La Mostra a découvert Mr Nobody, le nouveau film de Jaco Van Dormael. Autour des multiples vies possibles de Nemo Nobody, le cinéaste belge signe un conte philosophique doublé d'un film foisonnant atteignant par moments la pure magie. Treize ans après "Le huitième jour", c'est peu dire que le nouveau film de Jaco Van Dormael était fort attendu. Annoncé un temps à Cannes, "Mr Nobody" aura finalement eu les honneurs de la Mostra - le réalisateur ayant entre-temps retravaillé son montage, pour en livrer une version plus "dense", suivant ses propres termes. A l'arrivée, la réussite est incontestable, pour un conte foisonnant atteignant par moments la pure magie.

S'il fallait tenter d'en résumer l'histoire, on dirait que "Mr Nobody" raconte la vie, ou plutôt les vies de Nemo Nobody (Jared Leto), alors que ce dernier en rassemble les souvenirs dans un monde futur où, âgé de 118 ans, il est le dernier humain mortel. Cette existence, qu'il raconte par bribes, elle est guidée par les choix qu'il pose, ou plutôt ne pose pas - ce qui l'amène à connaître sous nos yeux plusieurs destins parallèles, comme une multitude de possibles. On mesure là l'ambition du propos, pour un film en forme de fable qui adopte une mécanique spéculative afin de questionner l'existence et différents concepts philosophiques. Ce, tout en se révélant un émerveillement visuel de chaque instant, Van Dormael laissant libre cours à une imagination débridée pour garnir son propos de diverses trouvailles et autres audaces de mise en scène.
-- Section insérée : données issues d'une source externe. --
PR #394, opened 2023-12-06
DM-41606: Option to output pipetask report info to command line

eigerx:
Changes in `pipe_base`: Add human-readable option to report summary dictionaries

## Checklist

- [x] ran Jenkins

### DIFF
--- a/python/lsst/pipe/base/execution_reports.py
+++ b/python/lsst/pipe/base/execution_reports.py
@@ -197,7 +197,9 @@ class TaskExecutionReport:
             else:
                 dataset_type_report.n_produced += 1
 
-    def to_summary_dict(self, butler: Butler, do_store_logs: bool = True) -> dict[str, Any]:
+    def to_summary_dict(
+        self, butler: Butler, do_store_logs: bool = True, human_readable: bool = False
+    ) -> dict[str, Any]:
         """Summarize the results of the TaskExecutionReport in a dictionary.
 
         Parameters
@@ -206,6 +208,9 @@ class TaskExecutionReport:
             The Butler used for this report.
         do_store_logs : `bool`
             Store the logs in the summary dictionary.
+        human_readable : `bool`
+            Store more human-readable information to be printed out to the
+            command-line.
 
         Returns
         -------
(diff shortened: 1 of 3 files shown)


python/lsst/pipe/base/execution_reports.py
```diff
@@ -218,11 +223,17 @@ def to_summary_dict(self, butler: Butler, do_store_logs: bool = True) -> dict[st
             - n_quanta_blocked: The number of quanta which failed due to
               upstream failures.
             - n_succeded: The number of quanta which succeeded.
+            And possibly, if human-readable is passed:
```
timj, line 226: I think the doc error is from this line. You might need to add a blank line above and below.

python/lsst/pipe/base/execution_reports.py
```diff
@@ -284,17 +309,26 @@ def to_summary_dict(self, butler: Butler, do_store_logs: bool = True) -> dict[st
...
+            command-line.
 
         Returns
         -------
         summary_dict : `dict`
             A dictionary containing a summary of a `TaskExecutionReport` for
             each task in the quantum graph.
         """
-        return {
-            task: report.to_summary_dict(butler, do_store_logs=do_store_logs)
```
kherner, line 295: Why not just change this line to be
`task: report.to_summary_dict(butler, do_store_logs=do_store_logs, human_readable=human_readable)` 

instead of adding the separate if/else statement?

python/lsst/pipe/base/execution_reports.py
```diff
@@ -235,7 +248,17 @@ def to_summary_dict(self, butler: Butler, do_store_logs: bool = True) -> dict[st
                     quantum_info["error"] = [
                         record.message for record in log if record.levelno >= logging.ERROR
                     ]
-            failed_quanta[str(node_id)] = quantum_info
+            if human_readable:
+                failed_quanta["data_id"] = data_ids
```
kherner, line 252: This ought to be easy enough to fix; you could just repeat whatever test calls this function and explicitly set human_readable to True in one case and not in the other.

kherner (approved):

python/lsst/pipe/base/execution_reports.py
eigerx: Thanks! I was thinking too hard about that one.

python/lsst/pipe/base/execution_reports.py
eigerx: Let's see if that works! I repeated the same tests (which should work, because the only difference between these reports is in the `failed_quanta` section which we don't introspect into much). I'll merge if my attempt at following all your suggestions pass Jenkins.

On peut, à moult égards, parler de film somme, une oeuvre toute personnelle et réminiscente de "E Pericoloso Sporgersi" et "Toto le héros", non sans s'inscrire aussi, par son concept, dans un univers voisin de celui de "The Truman Show" ou "Eternal Sunshine of the Spotless Mind". Si la complexité du propos, couplée à un montage éclaté venu en restituer la dimension aléatoire, a d'ailleurs pu dérouter certains spectateurs, le film a toutefois suscité un large enthousiasme. "Mr Nobody" apparaît, il est vrai, pratiquement inépuisable; sa mélodie singulière, comme celle de "Mr Sandman", la porte d'entrée de cet univers enchanté, accompagne le spectateur bien au-delà de la projection.